Your objective: Nothing in the data may be omitted; output it all verbatim.

Stored items:
· · · · · · ·
PR #2538, opened 2025-09-24
WIP - [GTK4] support Clipboard

jonahgraham:
This is my "its sort of working" Clipboard for GTK4.

This PR is a draft and contains a bunch of TODOs, some are questions for myself, some are questions for others. There are a number of items in here I plan to pull into separate PRs, so this PR may not be so interesting to review yet. But if someone want to, they should be able to run the new test class Test_org_eclipse_swt_dnd_Clipboard to see basic functionality working. This test seems reliable on my machine on GTK3, but not so much on GTK4 yet.

Once complete this will:

Fixes #2126

Issue #2126, opened 2025-05-08
[GTK4] Implement Full Clipboard support for GTK4


jonahgraham:
Using the ClipboardExample pressing Paste on StyledText doesn't do anything

jonahgraham:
· · · · · · ·
Task result:
PR #2538, opened 2025-09-24
WIP - [GTK4] support Clipboard

jonahgraham:
This is my "its sort of working" Clipboard for GTK4.

This PR is a draft and contains a bunch of TODOs, some are questions for myself, some are questions for others. There are a number of items in here I plan to pull into separate PRs, so this PR may not be so interesting to review yet. But if someone want to, they should be able to run the new test class Test_org_eclipse_swt_dnd_Clipboard to see basic functionality working. This test seems reliable on my machine on GTK3, but not so much on GTK4 yet.

Once complete this will:

Fixes #2126

Issue #2126, opened 2025-05-08
[GTK4] Implement Full Clipboard support for GTK4


jonahgraham:
Using the ClipboardExample pressing Paste on StyledText doesn't do anything

jonahgraham:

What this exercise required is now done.